**Problem:** Every line containing the word "zkHH" is to be copied from the data below.
(Records shown begins)
PR #675, opened 2025-09-10
service/popm: replace exponential backoff

### LINKED ISSUE #664: popm: exponential backoff overflow
### Confirmation

### Describe the bug

PR #612 added logic for [exponential backoff to popm](https://github.com/hemilabs/heminetwork/blob/67084179716fe1ca530f42a23c529e555faeecc9/service/popm/popm.go#L655). However, the method used (byte-shifting), will eventually force delay to overflow, leading to delay being set to a negative number (preventing Tick() from ever continuing) or even 0:
```
delay := baseDelay * (1 << attempt)
if delay > maxDelay {
	delay = maxDelay
}
```
This is exacerbated by the jitter code, which will panic once the argument for Int64N() becomes too high:
```
jitter := int64(delay / 10)
delay += time.Duration(mathrand.Int64N(jitter*2) - jitter)
```

### Expected behaviour

popm should retry indefinitely without any issues

### Environment

Version: 
Operating System: 
Architecture: 

### Additional Information

_No response_

AL-CT:
**Summary**
Fixes #664 

**Changes**
As previously discussed, replaces the exponential backoff with a semi-random backoff.

On disconnect:
1. Attempt reconnect after `delay` + `jitter` (between 0 and 0.5 of `delay`)
2. Increase `delay` [between `minInc` to `minInc` * 3], up to `maxDelay`
3. If reconnect successful, reset `delay`

This should prevent network congestion whilst removing the complexity and problems of the previous algorithm.

### DIFF
--- a/service/popm/popm.go
+++ b/service/popm/popm.go
@@ -58,6 +58,8 @@ const (
 	defaultL2KeystonePollTimeout  = 13 * time.Second
 	defaultL2KeystoneRetryTimeout = 15 * time.Second
 
+	defaultMaxReconnectDelay = 15 * time.Second
+
 	minRelayFee = 1                // sats/byte
 	maxBlockAge = 30 * time.Second // XXX make this configurable?
 )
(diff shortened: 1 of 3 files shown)


service/popm/popm.go
```diff
@@ -631,10 +631,11 @@ func (s *Server) opgeth(ctx context.Context) {
...
 
-	const maxDelay = 15 * time.Second
-	baseDelay := s.cfg.opgethReconnectTimeout
-
-	var attempt int
+	const (
+		maxBaseDelay = int64(15 * time.Second)
+		minInc       = int64(1 * time.Second)
+	)
+	baseDelay := int64(s.cfg.opgethReconnectTimeout)
```
ClaytonNorthey92: hey @AL-CT , why is this a signed number? could we use unsigned?

ClaytonNorthey92 (changes requested):
one question, let's also add a test.

timing is a bit difficult in tests, but I think that this is a good example: https://github.com/hemilabs/dave/pull/11/files#diff-660f03c7c68e5e818ca4927ba8bcf1cad4c031d90c006c6c9ac16678630d7670R302

marcopeereboom (changes requested):
Please just make this random.

service/popm/popm.go
AL-CT: Both done 👍

PR #677, opened 2025-09-15
tbc: add ZK indexers

marcopeereboom:
**Summary**
Add a journal of bitcoin transactions, blocks, etc. This enables future ZK provability of the bitcoin blockchain.

**Changes**
All greenfield.


database/tbcd/level/level.go
```diff
@@ -2193,6 +2194,218 @@ func (l *ldb) BlockHeaderByTxIndex(ctx context.Context) (*tbcd.BlockHeader, erro
...
+		}
+		so := tbcd.ZKSpentOutput{
+			ScriptHash:        tbcd.NewScriptHashFromBytesP(k[:32]),
+			BlockHeight:       binary.BigEndian.Uint32(k[32:]),
+			BlockHash:         bytes2hash(k[32+4 : 32+4+32]),
+			TxID:              bytes2hash(k[32+4+32 : 32+4+32+32]),
+			PrevOutpointHash:  bytes2hash(k[32+4+32+32 : 32+4+32+32+32]),
+			PrevOutpointIndex: binary.BigEndian.Uint32(k[32+4+32+32+32:]),
+			TxInIndex:         binary.BigEndian.Uint32(k[32+4+32+32+32+4:]),
+		}
```
joshuasing, line 2285: Could we turn these into constants, so they are easier to understand and so we're less likely to make mistakes in the future? Also, this would allow us to document what each of the number parts are.

_**Same for `tbcd.ZKSpendingOutpoint` and `tbcd.ZKSpendableOutput` below**_

service/tbc/tbc.go
```diff
@@ -3100,6 +3167,16 @@ func (s *Server) Run(pctx context.Context) error {
...
+		if s.cfg.ZKIndex {
+			bh, _ := s.zki.IndexerAt(ctx)
+			log.Infof("ZK utxo index %v @ %v", bh.Height, bh.Hash)
+		}
+
+		//// XXX remove
+		//err := s.SyncIndexersToBest(ctx)
+		//if err != nil {
+		//	panic(err)
+		//}
```
joshuasing: Should this be removed?

service/tbc/zkindexer.go
```diff
@@ -0,0 +1,235 @@
...
+		// Handle balance
+		switch direction {
+		case 1:
+			cache[tbcd.ZKIndexKey(sh[:])] = tbcd.BESubUint64(balance,
+				value)
+		case -1:
+			cache[tbcd.ZKIndexKey(sh[:])] = tbcd.BEAddUint64(balance,
+				value)
+		default:
+			panic("wtf")
```
joshuasing: We should be using actual error messages for these:
```suggestion
			panic(fmt.Errorf("bug: invalid direction: %v", direction))
```

***Same for other `panic("wtf")` calls***

service/tbc/zkindexer_test.go
```diff
@@ -0,0 +1,200 @@
...
+		t.Fatalf("expected %v, got %v", balance, rv)
+	}
+
+	// SpentOut
+	out, err := db.ZKSpentOutputs(ctx, sh)
+	if err != nil {
+		t.Fatal(err)
+	}
+	if len(out) != 1 {
+		t.Fatalf("expected 1 spent output, got %d", len(out))
```
joshuasing: Go generally prefers "got before want", and identifying the function in tests, per:
https://go.dev/wiki/TestComments#got-before-want
https://go.dev/wiki/TestComments#identify-the-function

This change makes the failure easier to debug and a lot more descriptive, whilst being more idiomatic:
```suggestion
		t.Fatalf("ZKSpentOutputs out len = %d, want 1", len(out))
```

---

Go avoids "expected, got" or "expected, actual", and opts for "got X, want Z" (https://go.dev/wiki/TestComments#got-before-want) or better `MyFunc(%q) = %v, want %v` (https://go.dev/wiki/TestComments#identify-the-function)

Also, it is generally preferred to use `t.Error` instead of `t.Fatal` when possible (as long as the test can actually continue) and/or using `t.Run` to create sub-tests to avoid failing at the first error, making it easier to figure out what broke.

CHANGELOG.md
```diff
@@ -7,6 +7,8 @@ and this project adheres to [Semantic Versioning](https://semver.org/spec/v2.0.0
 
 ## [Unreleased]
 
+- Add ZK indexers.
```
joshuasing, line 12: I think this needs to be a lot more descriptive. Can we document exactly why these were added, and what they will be used for?

Also best if we can include `([#677](https://github.com/hemilabs/heminetwork/pull/677))`

database/tbcd/level/level.go
marcopeereboom: No because then it is no longer readable. There are times where magic numbers are preferred, this is one of those times. 32 is a hash, 4 is a height and 8 is a value. This is common practice when hand rolling encoders so that you can easily spot numbers that are off. Virtually no one ever reads a constant value, they simply assume it is correct.

service/tbc/zkindexer.go
marcopeereboom: meh but committed a lame diagnostic message

marcopeereboom: sure, fixed

CHANGELOG.md
marcopeereboom: This is the first iteration of the indexers and it will change. I am not going to speculate over and over this. It now has a place holder so that we don't forget when churning changelog.

service/tbc/tbc.go
marcopeereboom: Updated the comment explaining it.

service/tbc/zkindexer_test.go
marcopeereboom: I am not a huge fan of the continue to run a test and having to spend hours digging through logs to find it (or not when dealing with a go routine panic). This is especially true using dogshit like github where you can't search through the logs. While I don't disagree with the neatness of this, spending human time is always worse than machine time. Fail hard and often is IMO the superior of the two modes when it comes to test code. On top of that, this test should not ever fail once it has been written.

database/tbcd/level/level.go
joshuasing: > 32 is a hash, 4 is a height and 8 is a value

This isn't immediately obvious to someone who is not familiar with this code. Can we add a comment like this explaining what the numbers are?

service/tbc/zkindexer_test.go
AL-CT: Thanks 👍 change the order of the outputs, but will keep t.Fatal for now. I have used t.Error in some of the larger tests with subtests, or when we want to know multiple points of failure. In this instance though, if the general encoding of zkKeys got changed for example, I imagine dozens of these might be triggered, so I think it might end up just being noise for whoever fixes it.

database/tbcd/level/level.go
marcopeereboom: I am going to disagree that this isn't self-evident. The word says `ScriptHash` and is 32, the other is `BlockHeight` and is 4 etc. Encoders are notoriously hard to read and often write-once code; this is also the reason most people use computer generated code for this but these are database keys and thus we must make it readable for humans. When I look at the structure and a hex dump i can immediately see where what is at.

Sometimes over-documenting has the opposite effect and tends to become stale over time, code changes but no ever changes the comments. Unfortunately, not everyone is as diligent as you.

service/tbc/tbc.go
```diff
@@ -2656,10 +2683,37 @@ func (s *Server) synced(ctx context.Context) (si SyncInfo) {
...
+		// Perform additional zk indexer tests.
+		zkBH, err := s.zki.IndexerAt(ctx)
+		if err != nil {
+			zkBH = &tbcd.BlockHeader{}
+		}
+		zkHH := &HashHeight{
+			Hash:   zkBH.Hash,
+			Height: zkBH.Height,
+		}
+		si.ZK = *zkHH
```
joshuasing, line 2698: Is there any reason to create a `zkHH` variable pointer here and then dereference it?
```suggestion
		si.ZK = HashHeight{
			Hash:   zkBH.Hash,
			Height: zkBH.Height,
		}
```

service/tbc/tbc.go
```diff
@@ -2656,10 +2683,37 @@ func (s *Server) synced(ctx context.Context) (si SyncInfo) {
...
+		// If keystone and zk indexers are disabled we are synced.
+		if !s.cfg.HemiIndex && !s.cfg.ZKIndex {
 			si.Synced = true
 			return
 		}
+		if !(s.cfg.HemiIndex && si.Keystone.Hash.IsEqual(&bhb.Hash)) {
+			// Keystone index not synced
+			return
+		}
+		if !(s.cfg.ZKIndex && si.ZK.Hash.IsEqual(&bhb.Hash)) {
```
joshuasing, line 2712: De Morgan's law (usually I wouldn't comment, but here I think this is actually more readable):

```suggestion
		if !s.cfg.HemiIndex || !si.Keystone.Hash.IsEqual(&bhb.Hash) {
			// Keystone index not synced
			return
		}
		if !s.cfg.ZKIndex || !si.ZK.Hash.IsEqual(&bhb.Hash) {
```

marcopeereboom: Never. !() always wins over mixing ! ||

service/tbc/tbc.go
marcopeereboom: Yes, it uses the return value of  `zkBH, err := s.zki.IndexerAt(ctx)` to create the variable. We just reuse it later if an error occurred. It's dereference there or elsewhere.

cmd/tbcd/tbcd.go
```diff
@@ -85,16 +85,22 @@ var (
...
 			Value:        &cfg.MaxCachedKeystones,
-			DefaultValue: int(1e6),
+			DefaultValue: int(2e6),
 			Help:         "maximum cached keystones during indexing",
 			Print:        config.PrintAll,
 		},
 		"TBC_MAX_CACHED_TXS": config.Config{
 			Value:        &cfg.MaxCachedTxs,
-			DefaultValue: int(1e6),
+			DefaultValue: int(2e6),
```
joshuasing: Is there a reason to do this change in this pull request? Would we be able to do this in a separate PR with a separate changelog entry?

service/tbc/indexer.go
```diff
@@ -455,6 +455,13 @@ func (c *indexerCommon) parseBlocks(ctx context.Context, endHash *chainhash.Hash
 			break
 		}
 
+		// Check for sigterm.
+		select {
+		case <-ctx.Done():
+			return 0, last, ctx.Err()
+		default:
+		}
```
joshuasing, line 463: This can be simplified as:

```suggestion
		if err := ctx.Err(); err != nil {
			return 0, last, err
		}
```

AL-CT (approved):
(Records shown ends)
**Response to the exercise:**
+		zkHH := &HashHeight{
+		si.ZK = *zkHH
joshuasing, line 2698: Is there any reason to create a `zkHH` variable pointer here and then dereference it?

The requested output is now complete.